• [Task]: Produce as output only the lines below starting at the line with "PR #573, opened 2021-01-13" and continuing through the line with "Screen Shot 2021-01-13 at 5 49 33 PM", each one exactly as written.

(Stored data entries)
* * *
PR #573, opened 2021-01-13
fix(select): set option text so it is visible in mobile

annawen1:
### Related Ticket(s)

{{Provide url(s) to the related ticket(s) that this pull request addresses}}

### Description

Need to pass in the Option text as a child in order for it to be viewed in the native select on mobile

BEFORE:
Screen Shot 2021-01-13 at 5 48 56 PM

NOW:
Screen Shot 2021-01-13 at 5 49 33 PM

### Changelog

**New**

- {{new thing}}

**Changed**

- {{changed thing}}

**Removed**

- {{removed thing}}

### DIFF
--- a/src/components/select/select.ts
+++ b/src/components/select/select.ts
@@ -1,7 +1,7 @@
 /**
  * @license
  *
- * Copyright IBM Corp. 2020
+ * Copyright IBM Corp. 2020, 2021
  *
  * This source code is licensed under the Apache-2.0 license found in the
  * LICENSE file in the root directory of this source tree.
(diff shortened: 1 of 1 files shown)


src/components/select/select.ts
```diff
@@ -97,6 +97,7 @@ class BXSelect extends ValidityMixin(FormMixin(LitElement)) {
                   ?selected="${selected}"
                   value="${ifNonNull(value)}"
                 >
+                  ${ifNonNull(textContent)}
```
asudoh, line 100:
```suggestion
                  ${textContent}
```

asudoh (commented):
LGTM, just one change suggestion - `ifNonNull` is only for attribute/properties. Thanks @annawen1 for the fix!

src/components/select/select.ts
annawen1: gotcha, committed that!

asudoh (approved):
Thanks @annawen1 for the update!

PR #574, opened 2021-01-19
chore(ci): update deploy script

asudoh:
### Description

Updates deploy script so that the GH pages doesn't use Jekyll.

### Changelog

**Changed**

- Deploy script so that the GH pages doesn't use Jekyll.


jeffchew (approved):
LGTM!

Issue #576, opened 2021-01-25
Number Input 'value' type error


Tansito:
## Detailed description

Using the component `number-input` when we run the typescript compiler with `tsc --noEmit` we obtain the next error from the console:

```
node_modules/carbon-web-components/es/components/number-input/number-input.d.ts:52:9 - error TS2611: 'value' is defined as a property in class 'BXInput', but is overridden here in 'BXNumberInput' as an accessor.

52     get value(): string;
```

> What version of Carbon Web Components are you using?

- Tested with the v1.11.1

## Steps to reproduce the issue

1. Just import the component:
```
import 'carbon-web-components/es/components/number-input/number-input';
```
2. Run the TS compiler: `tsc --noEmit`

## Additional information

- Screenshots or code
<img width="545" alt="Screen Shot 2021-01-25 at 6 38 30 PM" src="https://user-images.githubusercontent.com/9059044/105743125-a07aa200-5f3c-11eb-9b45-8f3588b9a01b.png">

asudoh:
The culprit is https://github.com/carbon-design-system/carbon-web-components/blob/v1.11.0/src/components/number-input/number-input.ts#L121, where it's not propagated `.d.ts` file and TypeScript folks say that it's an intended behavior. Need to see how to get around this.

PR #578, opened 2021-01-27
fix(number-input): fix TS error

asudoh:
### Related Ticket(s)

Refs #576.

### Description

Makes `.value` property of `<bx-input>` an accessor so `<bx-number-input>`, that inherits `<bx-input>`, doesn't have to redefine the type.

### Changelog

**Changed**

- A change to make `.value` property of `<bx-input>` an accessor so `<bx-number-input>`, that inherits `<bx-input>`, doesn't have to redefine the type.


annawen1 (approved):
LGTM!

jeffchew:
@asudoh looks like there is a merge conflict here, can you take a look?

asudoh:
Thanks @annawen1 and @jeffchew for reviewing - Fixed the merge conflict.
* * *
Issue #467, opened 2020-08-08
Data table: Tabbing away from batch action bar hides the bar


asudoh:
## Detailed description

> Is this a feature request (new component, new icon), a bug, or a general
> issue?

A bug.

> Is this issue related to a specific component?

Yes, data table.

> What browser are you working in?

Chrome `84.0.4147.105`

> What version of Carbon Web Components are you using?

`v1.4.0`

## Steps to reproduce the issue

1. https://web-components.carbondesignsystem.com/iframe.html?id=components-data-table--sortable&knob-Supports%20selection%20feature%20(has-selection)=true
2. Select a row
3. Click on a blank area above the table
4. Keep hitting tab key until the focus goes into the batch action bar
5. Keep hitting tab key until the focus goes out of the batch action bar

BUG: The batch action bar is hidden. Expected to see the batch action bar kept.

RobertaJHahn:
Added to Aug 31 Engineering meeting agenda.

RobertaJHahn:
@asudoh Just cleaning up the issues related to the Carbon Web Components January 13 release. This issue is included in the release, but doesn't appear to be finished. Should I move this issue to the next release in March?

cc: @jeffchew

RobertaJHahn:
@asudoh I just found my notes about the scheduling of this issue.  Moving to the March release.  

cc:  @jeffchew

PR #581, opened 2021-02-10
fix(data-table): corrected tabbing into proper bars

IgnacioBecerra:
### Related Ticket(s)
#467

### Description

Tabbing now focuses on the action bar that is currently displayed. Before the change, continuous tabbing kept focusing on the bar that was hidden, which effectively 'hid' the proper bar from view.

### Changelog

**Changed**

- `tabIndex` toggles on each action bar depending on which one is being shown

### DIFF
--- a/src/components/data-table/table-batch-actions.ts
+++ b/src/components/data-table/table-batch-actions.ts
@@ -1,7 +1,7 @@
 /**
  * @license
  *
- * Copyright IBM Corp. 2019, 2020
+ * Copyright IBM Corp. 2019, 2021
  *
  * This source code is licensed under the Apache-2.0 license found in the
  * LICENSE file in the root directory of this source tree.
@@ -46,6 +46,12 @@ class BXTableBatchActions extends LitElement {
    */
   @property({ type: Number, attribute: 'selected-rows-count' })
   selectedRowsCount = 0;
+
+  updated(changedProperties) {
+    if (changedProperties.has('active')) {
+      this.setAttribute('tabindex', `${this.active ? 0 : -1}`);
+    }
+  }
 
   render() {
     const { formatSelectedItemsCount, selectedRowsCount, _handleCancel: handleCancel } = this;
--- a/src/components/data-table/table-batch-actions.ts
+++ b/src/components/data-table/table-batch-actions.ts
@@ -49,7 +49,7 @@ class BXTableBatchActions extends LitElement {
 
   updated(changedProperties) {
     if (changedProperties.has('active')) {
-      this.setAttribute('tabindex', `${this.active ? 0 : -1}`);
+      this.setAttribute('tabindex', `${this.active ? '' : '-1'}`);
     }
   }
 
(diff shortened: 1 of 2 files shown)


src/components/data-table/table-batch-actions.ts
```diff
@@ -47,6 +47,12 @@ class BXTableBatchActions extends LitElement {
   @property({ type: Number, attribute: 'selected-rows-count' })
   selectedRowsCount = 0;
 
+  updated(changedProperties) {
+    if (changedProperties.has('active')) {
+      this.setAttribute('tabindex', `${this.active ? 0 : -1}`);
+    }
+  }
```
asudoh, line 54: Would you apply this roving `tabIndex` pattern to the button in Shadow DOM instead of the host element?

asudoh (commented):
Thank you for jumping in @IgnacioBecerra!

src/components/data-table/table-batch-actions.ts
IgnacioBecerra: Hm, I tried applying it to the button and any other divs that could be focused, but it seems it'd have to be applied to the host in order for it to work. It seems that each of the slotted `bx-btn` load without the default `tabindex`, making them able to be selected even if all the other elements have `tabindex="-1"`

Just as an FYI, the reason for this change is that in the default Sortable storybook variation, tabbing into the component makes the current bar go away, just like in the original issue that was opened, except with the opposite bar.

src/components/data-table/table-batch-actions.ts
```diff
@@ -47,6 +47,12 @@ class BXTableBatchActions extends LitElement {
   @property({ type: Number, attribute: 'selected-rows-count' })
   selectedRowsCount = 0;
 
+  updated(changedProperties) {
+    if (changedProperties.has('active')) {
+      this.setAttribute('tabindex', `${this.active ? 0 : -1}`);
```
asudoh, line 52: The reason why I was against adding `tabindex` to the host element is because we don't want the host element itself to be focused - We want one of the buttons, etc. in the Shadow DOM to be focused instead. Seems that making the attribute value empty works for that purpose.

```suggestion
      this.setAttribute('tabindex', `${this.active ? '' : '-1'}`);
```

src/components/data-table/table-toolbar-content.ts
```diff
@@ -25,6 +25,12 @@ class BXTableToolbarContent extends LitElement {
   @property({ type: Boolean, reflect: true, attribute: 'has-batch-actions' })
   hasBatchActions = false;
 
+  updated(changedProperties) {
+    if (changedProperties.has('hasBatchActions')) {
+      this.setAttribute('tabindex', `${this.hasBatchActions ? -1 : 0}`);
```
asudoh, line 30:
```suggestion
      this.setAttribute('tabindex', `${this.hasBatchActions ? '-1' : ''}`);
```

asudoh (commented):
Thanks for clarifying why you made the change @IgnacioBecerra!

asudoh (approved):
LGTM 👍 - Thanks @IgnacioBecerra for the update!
* * *
• [Exercise result]:
PR #573, opened 2021-01-13
fix(select): set option text so it is visible in mobile

annawen1:
### Related Ticket(s)

{{Provide url(s) to the related ticket(s) that this pull request addresses}}

### Description

Need to pass in the Option text as a child in order for it to be viewed in the native select on mobile

BEFORE:
Screen Shot 2021-01-13 at 5 48 56 PM

NOW:
Screen Shot 2021-01-13 at 5 49 33 PM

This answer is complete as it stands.